New Brunswick Leader of the Opposition
- In office 1985 – May 4, 1985
- Preceded by: Ray Frenette
- Succeeded by: Frank McKenna

MLA for Saint John North
- In office November 18, 1974 – October 23, 1978
- Succeeded by: District abolished

MLA for Saint John Park
- In office October 23, 1978 – September 11, 1995
- Preceded by: Robert J. Higgins
- Succeeded by: District abolished

Personal details
- Born: Shirley Theresa Britt February 22, 1928 Boston, Massachusetts, United States
- Died: December 14, 2016 (aged 88) Saint John, New Brunswick, Canada
- Party: Liberal
- Spouse: H. Eric Dysart
- Children: 1

= Shirley Dysart =

Canadian politician (1928–2016)

Shirley Theresa Dysart CM (née Britt, February 22, 1928 – December 14, 2016) was an American-born Canadian teacher and a politician in the province of New Brunswick.

She attained a number of "firsts" in New Brunswick politics. She was the first female Liberal in serve in the Legislative Assembly of New Brunswick, the first woman to serve as the leader of a party in the provincial Legislature (1985), the first woman to be Minister of Education (1987–1991) and first woman to be Speaker (1991–1995).

==Early years==
Shirley Theresa Britt was born into an Irish Catholic family in Boston, Massachusetts in 1928, the eldest of eight children born to Canadians Leslie John Britt and Mary Agnes (née Donovan) Britt.
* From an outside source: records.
PR #108, opened 2023-03-06
regenerate SSL certificates with new example domain name

jrudolph:


http-core/src/test/scala/org/apache/pekko/http/impl/engine/client/TlsEndpointVerificationSpec.scala
```diff
@@ -146,7 +146,8 @@ class TlsEndpointVerificationSpec extends PekkoSpecWithMaterializer("""
     val handler: HttpRequest => HttpResponse = { req =>
       // verify Tls-Session-Info header information
       val name = req.attribute(AttributeKeys.sslSession).flatMap(_.localPrincipal).map(_.getName)
-      if (name.exists(_ == "CN=akka.example.org,O=Internet Widgits Pty Ltd,ST=Some-State,C=AU")) HttpResponse()
+      println(name)
```
nvollmar, line 149: remove println

nvollmar (approved):
lgtm

http-core/src/test/scala/org/apache/pekko/http/impl/engine/client/TlsEndpointVerificationSpec.scala
jrudolph: Thanks, good catch!

PR #109, opened 2023-03-06
Revert "Use setup-java in Github Actions"

jrudolph:
Reverts apache/incubator-pekko-http#96

This broke the GHA workflows probably because JVM settings are not applied any more.


jrudolph:
It probably did not run any tests because the PR did not touch any code.

mdedetrich (approved):
lgtm, lets make an issue to investigate. Ideally every one of our pekko projects should be using `setup-java` eventually.

PR #111, opened 2023-03-06
run full validation when github workflows change

jrudolph:
To make sure that changes to the validation task really run all tests.


project/ValidatePullRequest.scala
```diff
@@ -111,7 +111,7 @@ object ValidatePullRequest extends AutoPlugin {
   val additionalTasks = settingKey[Seq[TaskKey[_]]]("Additional tasks for pull request validation")
 
   // The set of (top-level) files or directories to watch for build changes.
-  val BuildFilesAndDirectories = Set("project", "build.sbt", ".github/workflows")
```
jrudolph, line 114: The old syntax did not work since the diff set might just contain `.github` in the case that a workflow changed.

jrudolph:
Merging so we can test #113 properly.

PR #116, opened 2023-03-06
move to pekko in more various places

jrudolph:


docs/src/test/java/docs/http/javadsl/Http2ClientApp.java
```diff
@@ -58,7 +59,7 @@ public static void main(String[] args) {
 
     dispatch.apply(
         HttpRequest.create(
-            "https://pekko.apache.org/api/akka/current/akka/actor/typed/scaladsl/index.html").withHeaders(
+            "https://pekko.apache.org/api/pekko/current/org/apache/pekko/actor/typed/scaladsl/index.html").withHeaders(
```
jrudolph, line 62: These links are currently arbitrary and the example may fail if actually run but that wasn't guaranteed before as well.

mdedetrich (approved):
lgtm

PR #118, opened 2023-03-07
avoid making the workspace dirty by setting up .jvmpopts

jrudolph:
Otherwise, the version number will contain a timestamp because of the dirty workspace.


mdedetrich (approved):
lgtm. Should do this change in other workshops for both consistency reasons and also if they happen to be using a similar pull request validator mechanism.

PR #1260, opened 2025-06-25
feat: support pins pagination and limit removal

ooliver1:
## Summary

discord/discord-api-docs#7585

The limit has not actually been removed, so this can only be tested by temporarily changing `50` to `10` in `iterators.py` for example. This PR changes all 3 pin methods to use the new routes, making a new `fetch_pins` method over `pins` to avoid breaking changes with the use of an iterator.

## This is a **Code Change**


Soheab:
It’s worth noting that there’s no `after` parameter.

Here are the relevant documentation:

- https://github.com/discord/discord-api-docs/pull/7630
- https://discord.com/developers/docs/resources/message#get-channel-pins

Discord returns the messages in descending order of their pinned_at time, so you are supposed to do `before=last_pinned_at` if you need more messages.

ooliver1:
Interesting, thank you. Not sure why it seemed to paginate well with `after` but oh well.

nextcord/iterators.py
```diff
@@ -44,6 +45,7 @@
 
 
 OLDEST_OBJECT = Object(id=0)
+OLDEST_TIME = datetime.datetime(1970, 1, 1, tzinfo=datetime.timezone.utc)
```
Soheab, line 48:
```suggestion
```
Unused

nextcord/mixins.py
```diff
@@ -65,7 +73,55 @@ async def pins(self) -> List[Message]:
...
         return [state.create_message(channel=channel, data=m) for m in data]
+
+    async def fetch_pins(
+        self, limit: int = 50, before: Optional[SnowflakeTime] = None
+    ) -> AsyncIterator[MessagePin]:
+        """|asynciter|
+
+        Returns an async iterator of all messages that are currently pinned in the channel.
+
+        This requires :attr:`~nextcord.Permissions.read_message_history`, otherwise the result will be empty.
```
Soheab, line 94: According to the docs, view_channel is required too or else it'll return empty.

nextcord/mixins.py
```diff
@@ -65,7 +73,55 @@ async def pins(self) -> List[Message]:
...
+            :attr:`.MessagePin.message.reactions` data.
+
+        Parameters
+        ----------
+        limit: :class:`int`
+            The maximum number of messages to retrieve. Defaults to 50.
+        before: Optional[Union[:class:`.abc.Snowflake`, :class:`datetime.datetime`]]
+            The pin before which to retrieve pinned messages.
+        after: Optional[Union[:class:`.abc.Snowflake`, :class:`datetime.datetime`]]
+            The pin after which to retrieve pinned messages.
```
Soheab, line 111: There is no `after` parameter and "The pin before which to retrieve pinned messages"? That doesn't sound right.

nextcord/mixins.py
ooliver1: I avoided putting that in as to match `history`, but I suppose that could be added too.

PR #1263, opened 2025-07-06
Fix voice connection issues and upgrade to voice v8

Renaud11232:
## Summary

This PR is based on Rapptz/discord.py#10210, adapting it to nextcord

Fixes the 4006 errors caused by how nextcord handles the voice endpoints ports. Also upgrades the voice to v8.

This PR fixes #1262.

## This is a **Code Change**

- [x] I have tested my changes.
  => I've installed my forked version of nextcord and my bot was able to connect again and play audio
- [x] I have updated the documentation to reflect the changes.
  => Not applicable
- [x] I have run `task pyright` and fixed the relevant issues.
  => Remaining issues are not linked to my changes

PR #1265, opened 2025-07-11
feat(voice): Upgrade to voice v8

Renaud11232:
## Summary

This PR is based on Pycord-Development/pycord#2812.

I originally opened a PR (#1263) but thought it would be better to split it in two, since it was modifying two things at once.
This PR doesn't add any feature per se, but is rather about future proofing the voice API to avoid issues when Discord decides to drop support for voice v4.

## This is a **Code Change**

  => After the changes, my bot was still able to join and play audio.
  => No API changes

### DIFF
--- a/nextcord/gateway.py
+++ b/nextcord/gateway.py
@@ -190,6 +190,9 @@ class KeepAliveHandler(threading.Thread):
 
 
 class VoiceKeepAliveHandler(KeepAliveHandler):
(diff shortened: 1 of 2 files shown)


vcokltfre (approved):
Tested & working, thanks

ooliver1 (approved):
All looks good, thanks!

Issue #1258, opened 2025-06-21
forbidden path names for win32


srpcd:
in module "nextcord.__main__" function "to_path" there is a forbidden tuple inside of the if statement to check if the platform is win32. in forbidden there needs to be a CONIN$ and CONOUT$ because these are forbidden as well. thank you

onerandomusername:
> Then make a change for it instead of moaning to us here you could contribute properly

@NotKeira Opening an issue and reporting a bug IS contributing. If this is how you treat bug reports you might as well disable issues on this repo.

vcokltfre:
Thanks for this issue, we'll try to get the open PR for this merged to ensure this is fixed.

Normally I would stop there, but while I'm here I'll address the other comments on this issue.

Firstly, @NotKeira's comment is not an appropriate way to interact with issues; not everyone has the time. knowledge, expertise, or confidence to operate on the live codebase, make changes, submit them, deal with review comments, etc. and nor is there an expectation of that, which is why we have issues. An issue is, as @onerandomusername points out, a contribution, because it raises a - previously not noted - problem with the code to be fixed, which although not a code change is still valuable knowledge to have been given.

Secondly, regarding @onerandomusername's comment, while I agree with your perspective, I would prefer that the issue comments of issues on this repository don't become spaces for rhetorical responses like "you might as well disable issues on this repo" which is a childish response, especially when considering that the person it's aimed at is not a maintainer of the project. People making comments of this type do not represent the opinions of the maintainers, and suggesting they do by retorting in this way is unhelpful.

PR #1267, opened 2025-09-14
fix: add CONIN$ and CONOUT$ to forbidden paths

armup31:
## Summary

Added CONIN$ and CONOUT$ to forbidden path tuple

https://github.com/nextcord/nextcord/issues/1258#issuecomment-3289517726
added a pr for this issue specifically.

<!--
## This is a **Code Change**

- [x] I have tested my changes.
- [x] I have updated the documentation to reflect the changes.
- [x] I have run `task pyright` and fixed the relevant issues.

PR #1270, opened 2025-10-19
fix: forbid CONIN$ and CONOUT$ in to_path

vcokltfre:
## Summary

As suggested in https://github.com/nextcord/nextcord/issues/1258, this adds CONIN$ and CONOUT$ to the forbidden paths list in `to_path` in `nextcord/__main__.py`, as these aren't real paths on Windows and won't be interpreted by the OS as filesystem entries.

## This is a **Code Change**


vcokltfre:
I failed to notice the existing PR because it never linked the original issue, closing this and instead reviewing #1267

PR #1271, opened 2025-10-23
fix(voice): send speaking packet on reconnect

### LINKED ISSUE #882: bug: `VoiceClient.is_playing()` returns `True` even when the bot doesn't reproduce audio
### Summary

When forcily moving the bot into another `VoiceChannel` during an audio reproduction `VoiceClient.is_playing()` returns `True` even if the bot is not reproducing any sound. I haven't still checked if this issue affect other classes too but there could be other bugs. I've also noted a huge retard while the audio reproduction start, other fork of d.py (like disnake) doesn't seem to have this retard (its length is very variable)

### Reproduction Steps

- Connect to a `VoiceChannel`
- Play something with a `FFmpegPCMAudio` audio source
- Move the bot into another `VoiceChannel`

### Minimal Reproducible Code

```python
@bot.command()
async def lmao(ctx):
    channel: nextcord.VoiceChannel = await bot.fetch_channel(874005538285977603)
    vc = await channel.connect()
    vc.play(nextcord.FFmpegPCMAudio("https://github.com/ninjamuffin99/Funkin/blob/a083938ac803a91fbb15f03e432dea620f8a3b4a/assets/songs/bopeebo/Inst.mp3?raw=true", executable="C:\\Users\\davil\\OneDrive\\Desktop\\ffmpeg-master-latest-win64-gpl-shared\\bin\\ffmpeg.exe"))
    for i in range(40):
        print(f"[{i}] playing: {vc.is_playing()} paused: {vc.is_paused()}")
        await asyncio.sleep(1)
```

### Expected Results

`VoiceClient.is_playing()` should return `False`, i think that's a problem with the audio Thread for the value of `VoiceClient.is_playing()` (relying only on the Thread to know if the audio is playing doesn't take in account possible external interruptions, i mean from discord client side, moving the bot in another VoiceChannel doesn't stop the Thread from playing so that's the problem probaly) and maybe there's a problem with package sending, while the bot change VoiceChannel after some few second it should continue to play the Audio (right? or is this a discord api limitation?) 

### Actual Results

`VoiceClient.is_playing()` return `True` no matter what happens on client side

### Intents

Irrelevants

### System Information

nextcord v2.2.0

other information are irrelevants

### Checklist

### Additional Context

- **Issue** DisnakeDev/disnake#845
- **Issue** Rapptz/discord.py#8483

teaishealthy:
## Summary

`AudioPlayer` would previously not update the [`SPEAKING`](https://discord.com/developers/docs/topics/voice-connections#speaking) state to a non-zero value after reconnecting (which happens when moving between channels, for instance). This results in the bot continuing to send audio packets, which aren't processed by Discord as the speaking state would still be `0`.

Cherry-picked from https://github.com/DisnakeDev/disnake/commit/25ba55c53c41908327229b41008d007ef5659fa3

Closes #882

## This is a **Code Change**

### DIFF
--- a/nextcord/player.py
+++ b/nextcord/player.py
@@ -696,12 +696,10 @@ class AudioPlayer(threading.Thread):
             raise TypeError('Expected a callable for the "after" parameter.')
 
     def _do_run(self) -> None:
-        self.loops = 0
-        self._start = time.perf_counter()
+        self._reset_state(speak=True)
 
         # getattr lookup speed ups
         play_audio = self.client.send_audio_packet
-        self._speak(True)
 
         while not self._end.is_set():
             # are we paused?
@@ -715,8 +713,7 @@ class AudioPlayer(threading.Thread):
                 # wait until we are connected
                 self._connected.wait()
                 # reset our internal data
-                self.loops = 0
-                self._start = time.perf_counter()
+                self._reset_state(speak=self._resumed.is_set())
 
             self.loops += 1
             data = self.source.read()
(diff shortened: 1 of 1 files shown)


Skelmis (approved):
lgtm

ooliver1 (approved):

Her parents were both born in Saint John, New Brunswick, Canada, and in May 1927 they traveled to Waltham, Massachusetts to stay with a cousin. They returned to Canada when Shirley was still a baby, and she was followed by seven more children: Daniel, Raymond, Kenny, Shirley Joan, Anne, John and Gerald. She often cared for her younger siblings while her parents worked.

Shirley and her siblings, fifth-generation residents of Saint John, grew up in Saint John's East Side in the Cathedral Parish, where they attended public schools and St. Vincent's High School. Upon graduating she studied at the New Brunswick Teachers' College and the University of New Brunswick. She was awarded a Beaverbrook Scholarship and studied at the University of London.

==Career==
After graduating college, Dysart taught at her high school alma mater, St. Vincent's High School in Saint John. In 1967 she became a member of the school board for District 20. She later served as chair of the board for three years, the first woman to hold the position.

In 1974 the leader of the Liberal Party, Bob Higgins, suggested she run for a seat in the Legislative Assembly of New Brunswick; she won the seat of Saint John North, becoming the first female Liberal, and second female of any party, to serve in the Legislative Assembly. In 1976, she served on the Bi-Centennial Celebration Committee for the Province of New Brunswick.

Dysart was re-elected in 1978, 1982, 1987 and 1991, holding her seat for twenty years. She remains the only Liberal politician to win five consecutive elections in Saint John.

In 1985, she was appointed the interim Leader of the Opposition, becoming the first woman to serve as the Leader of a political party in New Brunswick. Following the 1987 election, she was appointed Minister of Education, becoming the first woman to hold the position. While serving as Minister of Education, she led the introduction of a province-wide universal, full-day public kindergarten program, becoming known as the "architect" of the province's kindergarten system. She was also responsible for a number of community projects in St. John, including the rebuilding of the Imperial Theatre.

In 1991, Dysart was elected Speaker of the Legislative Assembly, the first woman to hold the position. She retired from politics in 1995, not seeking re-election in the general election of that year.

In addition to her political career, Dysart held a number of community leadership positions. She was president of the Catholic Women's League Council, president of the University of New Brunswick Alumni Council, and a member of the board of governors of the Beaverbrook Art Gallery. She served on the boards of the New Brunswick Music Festival, Theatre New Brunswick, the University of New Brunswick Alumni Council, Saint John Family Services, and the Irish-Canadian Cultural Association.

==Honors and awards==
In October 1996 Dysart was awarded an honorary LLD by the University of New Brunswick Saint John, and in 2000, she received a Red Cross Humanitarian Award. She was made a Member of the Order of Canada in 2004. In 2012 she was a recipient of the Queen Elizabeth II Diamond Jubilee Medal.

In 2015 she was named a Champion of Public Education by the national educational charity The Learning Partnership. She was also the recipient of the Commemorative Medal for the 125th Anniversary of the Confederation of Canada, and the Paul Harris Fellowship from the Rotary Club of Saint John.

==Personal life==
Dysart was married to H. Eric Dysart and had one son, J. E. Britt Dysart.

Dysart died "after a period of failing health" on December 14, 2016, at the age of 88. She was survived by her son, daughter-in-law, and two grandchildren, as well as two sisters, two brothers, and a large extended family. Following her death, flags at Saint John City Hall were flown at half-staff as a sign of respect.